Freyre-González, J. A. et al. Functional architecture of Escherichia coli: New insights provided by a natural decomposition approach. Genome Biology 9, R154 (2008) doi:10.1186/gb-2008-9-10-r154.

Gottesman, S. Bacterial regulation: global regulatory networks. Annual Review of Genetics 18, 415–441 (1984) doi:10.1146/annurev.ge.18.120184.002215.

Hartwell, L. H. et al. From molecular to modular cell biology. Nature 402, C47–C52 (1999) doi:10.1038/35011540.

Jacob, F. & Monod, J. Genetic regulatory mechanisms in the synthesis of proteins. Journal of Molecular Biology 3, 318–356 (1961) doi:10.1016/S0022-2836(61)80072-7.

Maas, W. K. & Clark, A. J. Studies on the mechanism of repression of arginine biosynthesis in Escherichia coli. II. Dominance of repressibility in diploids.

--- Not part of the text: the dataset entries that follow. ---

PR #2899, opened 2024-09-24
chore: handle possible list types for batched grpc data_loader

### LINKED ISSUE #2891: Handle possible list types for batched data_loader implementation of `@grpc`
In some cases batched request could be resolved to multiple values for every entry of the batched parent value. The logic is already implemented for the `@http` dataloader depending on the type of the field. See https://github.com/tailcallhq/tailcall/blob/23a56b4a980ad0df84cfb7c4b7d19467dccc2e9d/src/core/http/data_loader.rs#L45-L49 for reference.

Implement support for list types for the `@grpc` batched request

ssddOnTop:
**Issue Reference(s):**  
Fixes #2891

### DIFF
--- a/src/core/grpc/data_loader.rs
+++ b/src/core/grpc/data_loader.rs
@@ -18,14 +18,51 @@ use crate::core::http::Response;
 use crate::core::json::JsonLike;
 use crate::core::runtime::TargetRuntime;
 
+fn get_body_value_single(body_value: &HashMap<String, Vec<&ConstValue>>, id: &str) -> ConstValue {
+    body_value
+        .get(id)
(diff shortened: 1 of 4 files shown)


src/core/grpc/data_loader.rs
```diff
@@ -18,14 +18,51 @@ use crate::core::http::Response;
...
+            runtime,
+            operation,
+            group_by,
+            body: if is_list {
+                get_body_value_list
+            } else {
+                get_body_value_single
+            },
+        }
+    }
```
tusharmath, line 64: Add some integration tests for gRPC batching.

Journal of Molecular Biology 8, 365–370 (1964) doi:10.1016/S0022-2836(64)80200-X.

Salgado, H. et al. RegulonDB (version 5.0): Escherichia coli K-12 transcriptional regulatory network, operon organization, and growth conditions. Nucleic Acids Research 34, D394–D397 (2006) doi:10.1093/nar/gkj156.

Timmis, K. N. & Pieper, D. H. Bacteria designed for bioremediation. Trends in Biotechnology 17, 200–204 (1999) doi:10.1016/S0167-7799(98)01295-5.